«Дымом пахнет твоя футболка,
Локоны вьются в направлении границы.
Время — кофемолка,
Гостиница и гробница»
Молоко святой коровы — Светлячок
Первое, что пришлось научиться делать в Доме: постоянно быть готовым запоминать новое. Учиться Клык не любил и раньше, но тогда дело касалось только математики и всего из нее вытекающего. Физика — прикладная математика, химия — прикладная физика, биология — прикладная химия, вот и получается, что не выучив синусы с косинусами ты уже катишься в сторону троек под оханье учителей. С Домом, в общем-то, было то же самое.
Во-первых, существовали дурацкие правила, вроде правил с именами. Нельзя было задавать слишком много вопросов, спрашивать о будущем или прошлом. Рассказывать тоже было нельзя — но в этом случае максимальной реакцией были полные недоумения взгляды, а вот после вопросов можно было и «по носу», как выразился Филин. Нос грозил пострадать и после походов в неположенные места, причем места эти были не всегда очевидными. Например, Клыку казался совершенно естественным запрет лазать на крышу, но здесь это было в порядке вещей. А вот не ходить по коридору, что с окнами во двор, с двух до пяти ночи — правило взятое как будто из воздуха. И, конечно, ты не мог узнать у состайников, откуда у него корни — вопросы ведь под запретом.
Про «состайников» тоже было забавно. Так здесь называли соседей по комнате. Клык понял это сам, но когда решил уточнить (для подтверждения гипотезы) один из ребят, Мелочь, ему деловито ответил:
— Ты можешь переселить Чумного к Фараонам, но он всё равно будет Чумным, будет тянуться на родину, по ночам ходить. Он не станет Фараоном. Если только не оборотень.
После такого ответа Мелочь хотелось послать куда подальше. «Оборотень»! Сколько ему лет, пять? Хотя доля правды в ответе была. Глядя на ребят из разных стай, Клык мог предположить, что на новом месте кто-то мог и не прижиться.
Вот те же Фараоны: у них свои заморочки. Фараоны ходили всегда минимум по двое, гордым медленным шагом, и смотрели на всех свысока. У каждого Фараона было оружие. Особенно ценились дубинки, но уважали так же ножи и пистолеты с пластиковыми пульками, которые здесь можно было легально хранить. Других ребят Фараоны считали на голову ниже себя, и это Клыка подбешивало. Единственным плюсом было то, что к нему не лезли хотя бы жители других комнат.
Те же Чумные — личности, совсем больные на голову.

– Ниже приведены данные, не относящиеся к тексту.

PR #865, opened 2023-08-21
Unify factories

nathanwbrei:
This introduces JOmniFactory, a lightweight layer connecting JANA to generic algorithms. It is assumed multiple input data (controlled by input tags) which might be changed by user parameters.

- [ ] Bug fix (issue #__)
- [x] New feature (issue #__)
- [ ] Documentation update
- [ ] Other: __

No.

No.


wdconinc:
Let's not use any names that refer to 'ePIC'. It virtually guarantees that no one else will use it.

wdconinc:
Something causes this:
```
terminate called without an active exception
```
[ref](https://github.com/eic/EICrecon/actions/runs/6951040518/job/18912605741?pr=865#step:5:567)

but only when using the full geometry...

wdconinc:
Seems to be caused by the CalorimeterClusterRecoCoG. Reproduce it by `-Ppodio:output_include_collections=B0ECalTruthClusters`.

wdconinc:
In my tests, there are two issues with CalorimeterClusterRecoCoG (the only one that uses the algorithms interface):
- `m_cluster_output().get()` and `m_assoc_output().get()` when entering the `process` function are `nullptr`, and algorithms wraps the required output collections in a `gsl::not_null`. That is causing an exception.
- The exception 'somehow' is not handled correctly, and leads to the `terminate called without an active exception`.

After this diagnostic round, I'm moving on to trying to find solutions for the first issue. I don't think I'm the best qualified to handle the second issue.

src/extensions/jana/JOmniFactoryGeneratorT.h
```diff
@@ -0,0 +1,120 @@
...
+            factory->SetApplication(m_app);
+            factory->SetPluginName(this->GetPluginName());
+            factory->SetFactoryName(JTypeInfo::demangle<FactoryT>());
+            // factory->SetTag(wiring.m_tag);
+            // We do NOT want to do this because JMF will use the tag to suffix the collection names
+            // TODO: NWB: Change this in JANA
+            factory->config() = wiring.m_default_cfg;
+
+            // Set up all of the wiring prereqs so that Init() can do its thing
+            // Specically, it needs valid input/output tags, a valid logger, and
```
wdconinc, line 107:
```suggestion
            // Specifically, it needs valid input/output tags, a valid logger, and
```

wdconinc:
Capybara sees no meaningful diffs, e.g. https://github.com/eic/EICrecon/actions/runs/6984054765/job/19006840648#step:9:106 has only collection IDs due to #1138.

src/tests/omnifactory_test/JOmniFactoryTests.cc
```diff
@@ -0,0 +1,210 @@
...
+        m_init_call_count++;
+        logger()->info("Calling BasicTestAlg::Configure");
+    }
+
+    void ChangeRun(int64_t run_number) {
+        m_changerun_call_count++;
+        logger()->info("Calling BasicTestAlg::ChangeRun");
+    }
+
+    void Process(int64_t run_number, uint64_t event_number) {
```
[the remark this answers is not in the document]
wdconinc:
```suggestion
    // NOLINTNEXTLINE(bugprone-easily-swappable-parameters)
    void Process(int64_t run_number, uint64_t event_number) {
```

src/extensions/jana/JOmniFactory.h
```diff
@@ -0,0 +1,442 @@
...
+
+#pragma once
+
+/**
+ * Omnifactories are a lightweight layer connecting JANA to generic algorithms
+ * It is assumed multiple input data (controlled by input tags)
+ * which might be changed by user parameters.
+ */
+
+#include <datamodel_glue.h>
```
wdconinc, line 13:
```suggestion
#include "datamodel_glue.h"
```

src/extensions/jana/JOmniFactory.h
```diff
@@ -0,0 +1,442 @@
...
+#include <JANA/JMultifactory.h>
+#include <JANA/JEvent.h>
+#include <spdlog/spdlog.h>
+#include "extensions/spdlog/SpdlogExtensions.h"
+#include <services/log/Log_service.h>
```
wdconinc, line 18:
```suggestion
#include "services/log/Log_service.h"
```

src/extensions/jana/JOmniFactory.h
```diff
@@ -0,0 +1,442 @@
...
+        m_app->SetDefaultParameter(m_prefix + ":InputTags", default_input_collection_names, "Input collection names");
+        m_app->SetDefaultParameter(m_prefix + ":OutputTags", default_output_collection_names, "Output collection names");
+
+        // Set input collection names
+        if (m_inputs.size() != default_input_collection_names.size()) {
+            throw JException("JOmniFactory '%s': Wrong number of input collection names: %d expected, %d found.",
+                             m_prefix.c_str(), m_inputs.size(), default_input_collection_names.size());
+        }
+        size_t i = 0;
+        for (auto* input : m_inputs) {
```
wdconinc, line 365: C++20 now:
```suggestion
        for (size_t i = 0; auto* input : m_inputs) {
```

src/extensions/jana/JOmniFactory.h
```diff
@@ -0,0 +1,442 @@
...
+           input->collection_name = default_input_collection_names[i++];
+        }
+
+        // Set output collection names and create corresponding helper factories
+        if (m_outputs.size() != default_output_collection_names.size()) {
+            throw JException("JOmniFactory '%s': Wrong number of output collection names: %d expected, %d found.",
+                             m_prefix.c_str(), m_outputs.size(), default_output_collection_names.size());
+        }
+        i = 0;
+        for (auto* output : m_outputs) {
```
wdconinc, line 375:
```suggestion
        for (size_t i = 0; auto* output : m_outputs) {
```

src/extensions/jana/JOmniFactoryGeneratorT.h
```diff
@@ -0,0 +1,120 @@
...
+        std::vector<std::string> m_default_output_tags;
+        FactoryConfigType m_default_cfg; /// Must be properly copyable!
+    };
+
+    struct UntypedWiring {
+        std::string m_tag;
+        std::vector<std::string> m_default_input_tags;
+        std::vector<std::string> m_default_output_tags;
+        std::map<std::string, std::string> m_config_params;
+    };
```
wdconinc, line 29: How about
```suggestion
    struct StructWiring {
        std::string m_tag;
        std::vector<std::string> m_default_input_tags;
        std::vector<std::string> m_default_output_tags;
        FactoryConfigType m_default_cfg; /// Must be properly copyable!
    };
    
    struct TypedWiring {
        std::string m_tag;
        std::vector<std::string> m_default_input_tags;
        std::vector<std::string> m_default_output_tags;
        std::map<std::string, PropertyValueType> m_config_params;
    };

    struct UntypedWiring {
        std::string m_tag;
        std::vector<std::string> m_default_input_tags;
        std::vector<std::string> m_default_output_tags;
        std::map<std::string, std::string> m_config_params;
    };
```
with `using PropertyValueType = typename algorithms::PropertyValue;` from https://github.com/eic/algorithms/blob/main/core/include/algorithms/property.h#L33. That can add more type-safety for when desired.

Unfortunately no `FactoryT::PropertyValue`...

wdconinc: Related to this: https://github.com/eic/EICrecon/pull/1154, where std::map<std::string, PropertyValueType> m_config_params is used since it allows setting defaults without parsing.

src/extensions/jana/JOmniFactory.h
wdconinc: This should be applied throughout: `".h"` for in-tree, `<.h>` for system.

wdconinc: 4a6ffa7ca0398533c71192ff107f64906220d0b0

src/extensions/jana/JOmniFactory.h
wdconinc: dbc0fe8ac986aec22e5eeb20f667033947a39f26

src/extensions/jana/JOmniFactoryGeneratorT.h
nathanwbrei: Yeah I think that's great. Hopefully this will solve the problem I was facing where having an open universe of possible parameter types was preventing me from cleanly separating Omnifactories from Algorithms without resorting to Concepts.

src/factories/calorimetry/CalorimeterClusterRecoCoG_factory.h
```diff
@@ -0,0 +1,52 @@
...
+        m_algo = std::make_unique<AlgoT>(GetPrefix());
+        m_algo->applyConfig(config());
+        m_algo->init(m_geoSvc().detector(), logger());
+    }
+
+    void ChangeRun(int64_t run_number) {
+    }
+
+    void Process(int64_t run_number, uint64_t event_number) {
+        m_cluster_output() = std::move(std::make_unique<PodioTypeMap<edm4eic::Cluster>::collection_t>());
```
nathanwbrei, line 44: I feel like creating the (initially empty) output collections should be responsibility of JOmnifactory itself, if the Algorithm isn't going to do it. That way we can be confident we will always have empty collections as opposed to missing collections.

src/extensions/jana/JOmniFactory.h
```diff
@@ -0,0 +1,453 @@
...
+        friend class JOmniFactory;
+
+        void Configure(JParameterManager& parman, const std::string& prefix) override {
+            parman.SetDefaultParameter(m_prefix + ":" + this->m_name, m_data, this->m_description);
+        }
+        void Configure(std::map<std::string, std::string> fields) override {
+            auto it = fields.find(this->m_name);
+            if (it != fields.end()) {
+                const auto& value_str = it->second;
+                if constexpr (10000 * JVersion::major
```
nathanwbrei, line 240: I don't like the fact that we have to do this at all, and I want to delete it as soon as possible, but it's a nice trick when we are in between versions like we are right now.

src/tests/omnifactory_test/JOmniFactoryTests.cc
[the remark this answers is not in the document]
nathanwbrei: I guess the "correct" fix is `struct EventKey { int64_t run_number, uint64_t event_number};`. 
Taking into consideration that other experiments have other levels in their event key such as luminosity blocks, I'd kind of be tempted to support arbitrary levels using something along the lines of: 
```std::variant<uint64_t[2], std::vector<uint64_t>> ```

However, this design makes it just as easy to mix up event number and run number as before, so maybe we should just go the strong types route. (I love strong types when I'm writing Haskell, but they feel wrong to me in C++ for some reason). 

Although if we are doing strong types, I think we should do this at the JANA level, if for no other reason than having run_number be int64_t but event_number be uint64_t drives me NUTS...

File: src/factories/calorimetry/CalorimeterClusterRecoCoG_factory.h (hunk 8 above)
Comment (wdconinc) [reply src/factories/calorimetry/CalorimeterClusterRecoCoG_factory.h:44]: Good point, I'll see if I can std::enable_if this in JOmniFactory based on some type in the algorithm.

File: src/extensions/jana/JOmniFactoryGeneratorT.h (hunk 7 above)
Comment (wdconinc) [reply src/extensions/jana/JOmniFactoryGeneratorT.h:29]: And what would be wrong with concepts anyway? ;-)
```cpp
    template < class T = FactoryConfigType >
        requires std::same_as<T, std::map<typename T::key_type, typename T::mapped_type, typename T::key_compare, typename T::allocator_type>>
    struct TypedWiring {
        std::string m_tag;
        std::vector<std::string> m_default_input_tags;
        std::vector<std::string> m_default_output_tags;
        std::map<std::string, typename FactoryConfigType::mapped_type> m_config_params;
    };
```

wdconinc: But realistically, without any way to test this TypedWiring struct here, I think this probably better postponed until https://github.com/eic/EICrecon/pull/1154, after merging here and rebasing there.

So, resolving here.

src/factories/calorimetry/CalorimeterClusterRecoCoG_factory.h
wdconinc: This turns out to be harder than I thought, since the JOmniFactory doesn't know anything about the algorithm.

wdconinc: Addressed in [a42ba63](https://github.com/eic/EICrecon/pull/865/commits/a42ba6369499c754f3907ccaf89f326e1bef78e7). Not entirely happy with it, but good enough. Reasons:
- requires OutputBase to have additional public interface Reset(),
- Reset() is only used by PodioOutput,
- it requires the factories to expose AlgoT publicly, and we end up with `AlgoT::AlgoT::` as the type...

wdconinc:
No diffs, https://github.com/eic/EICrecon/actions/runs/7053374581/job/19200676466?pr=865#step:11:106, so this is good to merge, yay.

wdconinc (approved):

У чумных ценилась не сила и не власть, и даже не количество оружия. В почете была… мягко говоря, безрассудность. Если кто-то мог посреди коридора заорать и ни с того ни с сего наброситься на случайного прохожего — это считалось проявлением крутости. Чумные были главными поставщиками баллончиков с краской, запрещённой еды и неизвестных болячек. Они рисовали себе фломастерами тату, самые смелые — вбивали под кожу иголками. Они ходили в ярких банданах, черных кожаных куртках и перчатках без пальцев, пили пиво, вели себя громко и раздражающе, качали права перед воспитателями, пугали мелких и отжимали у них бутерброды с завтрака. Возможно, бывший Чумной и прижился бы в другой стае. Ему, наверное, было бы все равно. Какая разница, где мешать окружающим жить? Но вот остальные, попав к Чумным, не продержались бы и дня.

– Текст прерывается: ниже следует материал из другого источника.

PR #869, opened 2023-08-24
Revert "feat: use podio collections in tracking digi/reco; rm unused interfaces (#840)"

wdconinc:
### Briefly, what does this PR introduce?
This reverts commit eb1387fcca29b2bae6e4c6bb02f1aab948c61bff and #840. It needs more work and more careful checking.

### What kind of change does this PR introduce?
- [x] Bug fix (issue: too many changes at once)
- [ ] New feature (issue #__)
- [ ] Documentation update
- [ ] Other: __

### Please check if this PR fulfills the following:
- [ ] Tests for the changes have been added
- [ ] Documentation has been added / updated
- [x] Changes have been communicated to collaborators @veprbl @kkauder 

### Does this PR introduce breaking changes? What changes might users need to make to their code?
No.

### Does this PR change default behavior?
Reverts to previous working version.

PR #870, opened 2023-08-24
fix: apply the specified time resolutions to tracking reco algorithm

wdconinc:
The time resolution specified on the command line or in the tracking.cc file was ignored for the tracker hit reconstruction (only). This fixes that issue so the timeError is set correctly when the hits are sent to ACTS for track fitting.

Changes in the output to be expected:
- timeError in B0, TOF endcap (all others are set to default values),
- potential for different track fit parameters downstream of these collections.

Ref https://github.com/eic/EICrecon/pull/840#issuecomment-1692340071, bullet 1.

TODO:
- [x] Merge #869 first

- [x] Bug fix (issue #__)
- [ ] New feature (issue #__)
- [ ] Documentation update
- [ ] Other: __

- [x] Changes have been communicated to collaborators @veprbl @kkauder 

No.

Yes, this will cause B0 and TOF time to be as set in tracking.cc, i.e.
```
src/detectors/B0TRK/B0TRK.cc:    hit_reco_cfg.time_resolution = 8;
src/detectors/ECTOF/ECTOF.cc:    hit_reco_cfg.time_resolution = 0.025;
```

### DIFF
--- a/src/algorithms/tracking/TrackerHitReconstruction.h
+++ b/src/algorithms/tracking/TrackerHitReconstruction.h
@@ -41,6 +41,9 @@ namespace eicrecon {
         /// Get a configuration to be changed
         eicrecon::TrackerHitReconstructionConfig& getConfig() {return m_cfg;}
 
+        /// Set a configuration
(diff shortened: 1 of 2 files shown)


ajentsch (dismissed):
I will need to update the B0 timing value - something I forgot when I updated the segmentation to match the AC-LGAD assumption.

veprbl (approved):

Особенно это касалось Фазанов. Фазаны были из той породы ребят, с которыми Клык привык кооперироваться по двое-трое. Хилые, трусливые, обычно в шерстяных безрукавках и с большими очками, они давали Клыку списывать на контрольных работах. Взамен Клык колотил тех, кто к ним приставал. Без особого энтузиазма, это была просто работа. Честно сказать, иногда занудные и правильные товарищи вызывали в нём даже больше раздражения, чем самые отпетые драчуны, но Клык не поднимал на слабых руку из принципа. Наверное, из-за такого практичного подхода к общению у него и не было близких друзей…

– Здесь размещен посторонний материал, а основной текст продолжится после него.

PR #879, opened 2023-08-29
Common transfer matrix algorithm

simonge:
Moves the common components of the Roman Pots and Off Momentum reconstruction into a single algorithm with configuration. Keeping the implementation as close as possible to the current method

- [ ] Bug fix (issue #__)
- [x] New feature (issue #721 )
- [ ] Documentation update
- [ ] Other: __

No
No


src/algorithms/fardetectors/CMakeLists.txt
```diff
@@ -0,0 +1,25 @@
...
+# Then correctly sets sources for ${_name}_plugin and ${_name}_library targets
+# Adds headers to the correct installation directory
+plugin_glob_all(${PLUGIN_NAME})
+
+# Find dependencies
+plugin_add_dd4hep(${PLUGIN_NAME})
+plugin_add_cern_root(${PLUGIN_NAME})
+plugin_add_event_model(${PLUGIN_NAME})
+
+# Add include directories
```
wdconinc, line 19: Remove commented blocks.

src/algorithms/fardetectors/CMakeLists.txt
```diff
@@ -0,0 +1,25 @@
+cmake_minimum_required(VERSION 3.16)
```
wdconinc, line 1: Not needed in this module.

src/algorithms/fardetectors/MatrixTransferStatic.cc
```diff
@@ -0,0 +1,154 @@
...
+
+}
+
+std::unique_ptr<edm4eic::ReconstructedParticleCollection> eicrecon::MatrixTransferStatic::produce(const edm4hep::SimTrackerHitCollection& rawhits) {
+
+  auto outputParticles = std::make_unique<edm4eic::ReconstructedParticleCollection>();
+
+  //---- begin Reconstruction code ----
+
+  double goodHitX[2] = {0.0, 0.0};
```
wdconinc, line 54: Use one of the Vector3f data types in the data model.

src/algorithms/fardetectors/MatrixTransferStatic.cc
```diff
@@ -0,0 +1,154 @@
...
+    auto cellID = h.getCellID();
+    // The actual hit position in Global Coordinates
+    auto gpos = m_cellid_converter->position(cellID);
+    // local positions
+    auto volman = m_detector->volumeManager();
+    auto local = volman.lookupDetElement(cellID);
+
+    auto pos0 = local.nominal().worldToLocal(dd4hep::Position(gpos.x(), gpos.y(), gpos.z())); // hit position in local coordinates
+
+    if(!goodHit2 && gpos.z()/dd4hep::mm > m_cfg.hit2minZ && gpos.z()/dd4hep::mm < m_cfg.hit2maxZ){
```
wdconinc, line 72: This should be done with a plane in the cellID, not a z range.

src/algorithms/fardetectors/MatrixTransferStatic.cc
```diff
@@ -0,0 +1,154 @@
...
+    double YL[2] = {goodHitY[0] - m_cfg.local_y_offset, goodHitY[1] - m_cfg.local_y_offset};
+
+    double base = goodHitZ[1] - goodHitZ[0];
+
+    if (base == 0) {
+      m_log->info("Detector separation = 0! Cannot calculate slope!");
+    }
+    else{
+
+      double Xip[2] = {0.0, 0.0};
```
wdconinc, line 109: Similarly Vector2f here.

src/algorithms/fardetectors/MatrixTransferStatic.cc
```diff
@@ -0,0 +1,154 @@
...
+      double Xrp[2] = {XL[1], (1000 * (XL[1] - XL[0]) / (base)) - m_cfg.local_x_slope_offset}; //- _SX0RP_;
```
wdconinc, line 110: Magic constant 1000 is dd4hep::mm?

src/algorithms/fardetectors/MatrixTransferStatic.cc
```diff
@@ -0,0 +1,154 @@
...
+      // Polar Angle and deltaP at the IP
+
+      for (unsigned i0 = 0; i0 < 2; i0++) {
+	for (unsigned i1 = 0; i1 < 2; i1++) {
+	  Xip[i0] += aXinv[i0][i1] * Xrp[i1];
+	  Yip[i0] += aYinv[i0][i1] * Yrp[i1];
+	}
+      }
+
+      // convert polar angles to radians
```
wdconinc, line 124: Avoid hard coding units.

src/algorithms/fardetectors/MatrixTransferStatic.cc
```diff
@@ -0,0 +1,154 @@
...
+      reconTrack.setType(0);
+      reconTrack.setMomentum({prec});
+      reconTrack.setEnergy(std::hypot(edm4eic::magnitude(reconTrack.getMomentum()), m_cfg.partMass));
+      reconTrack.setReferencePoint({refPoint});
+      reconTrack.setCharge(m_cfg.partCharge);
+      reconTrack.setMass(m_cfg.partMass);
+      reconTrack.setGoodnessOfPID(1.);
+      reconTrack.setPDG(m_cfg.partPDG);
+      //reconTrack.covMatrix(); // @TODO: Errors
+      outputParticles->push_back(edm4eic::ReconstructedParticle(reconTrack));
```
wdconinc, line 148: Avoid copy constructor.
```suggestion
      outputParticles->push_back(reconTrack);
```
Or even use the collection's `create()` with forwarded arguments to create in place. Or use `emplace_back`.

src/algorithms/fardetectors/MatrixTransferStatic.h
```diff
@@ -0,0 +1,75 @@
...
+#include "MatrixTransferStaticConfig.h"
+
+namespace eicrecon {
+
+  class MatrixTransferStatic {
+  public:
+    MatrixTransferStatic() = default;
+
+    //----- Define constants here ------
+    std::string m_readout;
```
wdconinc, line 30: Remove unused members.

src/algorithms/fardetectors/MatrixTransferStatic.h
```diff
@@ -0,0 +1,75 @@
...
+    void setGeoConverter(std::shared_ptr<const dd4hep::rec::CellIDPositionConverter> id_conv) {m_cellid_converter=id_conv;}
+
+    // Set position convertor
+    void setDetector(dd4hep::Detector* det) {m_detector=det;}
+
+    // Get a configuration to be changed
+    eicrecon::MatrixTransferStaticConfig& getConfig() {return m_cfg;}
+
+    // Sets a configuration (config is properly copyible)
+    eicrecon::MatrixTransferStaticConfig& applyConfig(eicrecon::MatrixTransferStaticConfig cfg) { m_cfg = cfg; return m_cfg;}
```
wdconinc, line 63: Use `WithPODConfig` mixin.

src/algorithms/fardetectors/MatrixTransferStaticConfig.h
```diff
@@ -0,0 +1,65 @@
+// SPDX-License-Identifier: LGPL-3.0-or-later
+// Copyright (C) 2022, 2023, Christopher Dilks, Luigi Dello Stritto
```
wdconinc, line 2: Probably not the right names?

src/algorithms/fardetectors/MatrixTransferStaticConfig.h
```diff
@@ -0,0 +1,65 @@
...
+#pragma once
+
+#include <spdlog/spdlog.h>
+
+namespace eicrecon {
+  struct MatrixTransferStaticConfig {
+
+    float partMass  {0.938272};
+    float partCharge{1};
+    float partPDG   {2122};
```
wdconinc, line 13: PDG code is always integral, right? Long long should work, right?

src/algorithms/fardetectors/MatrixTransferStaticConfig.h
```diff
@@ -0,0 +1,65 @@
...
+    double hit2maxZ{0};
+
+    std::string readout{""};
+/*       double aX[2][2] = {{2.102403743, 29.11067626}, */
+/* 			 {0.186640381, 0.192604619}}; */
+/*       double aY[2][2] = {{0.0000159900, 3.94082098}, */
+/* 			 {0.0000079946, -0.1402995}}; */
+
+/*       // ------------------------------------------------ */
+
```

Помимо гордых Фараонов, отмороженных Чумных и до тошноты правильных Фазанов было ещё три группы: Жуки, Мыши и Дельфины. У Мышей Клык пока ничего общего не нашел, и вычислял методом отбора, Жуки в основном состояли из мелких, до двенадцати, и всегда ходили минимум по трое, а Дельфинов выделяла манера одеваться (в яркое и блестящее) и особая страсть к музыке. Из всех стай Дельфины показались Клыку самыми доброжелательными. Они охотнее других поддерживали беседу, предлагали помощь, когда он в первое время терялся по пути в столовую или учебные кабинеты, не бросались ни на кого, не осуждали. Пожалуй, единственным их минусом был длинный язык — никто так не любил поговорить о себе, как Дельфин, и если не дай бог тебе случилось отвлечься во время его длинной речи, то Дельфин страшно обижался. Помимо Фараонов, это была единственная группа, где Олег знал кого-то по имени. Филин был одним из них.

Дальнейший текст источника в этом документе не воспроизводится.